* [WHAT THE TASK REQUIRES]: Go through the entries below and collect each line with the string "code" in it.

Segment Start: GIVEN DATA

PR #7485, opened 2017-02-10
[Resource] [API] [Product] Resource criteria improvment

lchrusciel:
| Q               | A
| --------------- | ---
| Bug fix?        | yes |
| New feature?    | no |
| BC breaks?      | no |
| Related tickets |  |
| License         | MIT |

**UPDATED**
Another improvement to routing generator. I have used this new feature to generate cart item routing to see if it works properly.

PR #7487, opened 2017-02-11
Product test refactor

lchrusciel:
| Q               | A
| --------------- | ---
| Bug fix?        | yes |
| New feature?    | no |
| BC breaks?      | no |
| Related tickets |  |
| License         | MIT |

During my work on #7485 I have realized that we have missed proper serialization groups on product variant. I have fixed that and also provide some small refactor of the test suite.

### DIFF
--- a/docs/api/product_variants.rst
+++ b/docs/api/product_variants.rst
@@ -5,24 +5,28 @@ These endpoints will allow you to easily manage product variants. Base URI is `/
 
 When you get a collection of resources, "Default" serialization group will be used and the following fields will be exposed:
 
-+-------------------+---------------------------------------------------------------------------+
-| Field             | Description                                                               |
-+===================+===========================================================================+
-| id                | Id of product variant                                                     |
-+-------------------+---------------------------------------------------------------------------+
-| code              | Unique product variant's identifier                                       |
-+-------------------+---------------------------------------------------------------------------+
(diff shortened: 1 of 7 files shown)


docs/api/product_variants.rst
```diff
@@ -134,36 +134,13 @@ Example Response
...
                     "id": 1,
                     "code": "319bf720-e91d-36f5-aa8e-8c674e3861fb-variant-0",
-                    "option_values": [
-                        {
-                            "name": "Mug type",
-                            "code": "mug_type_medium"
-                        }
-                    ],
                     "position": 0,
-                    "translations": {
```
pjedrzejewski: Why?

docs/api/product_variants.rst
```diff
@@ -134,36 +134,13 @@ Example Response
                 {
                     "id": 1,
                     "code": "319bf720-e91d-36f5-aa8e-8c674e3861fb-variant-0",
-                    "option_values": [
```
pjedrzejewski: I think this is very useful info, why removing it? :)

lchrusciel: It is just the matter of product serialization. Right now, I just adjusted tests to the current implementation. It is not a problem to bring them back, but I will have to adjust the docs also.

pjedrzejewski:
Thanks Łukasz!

Segment End: GIVEN DATA

* [PROBLEM SOLUTION]:
-| code              | Unique product variant's identifier                                       |
                     "code": "319bf720-e91d-36f5-aa8e-8c674e3861fb-variant-0",
-                            "code": "mug_type_medium"
                     "code": "319bf720-e91d-36f5-aa8e-8c674e3861fb-variant-0",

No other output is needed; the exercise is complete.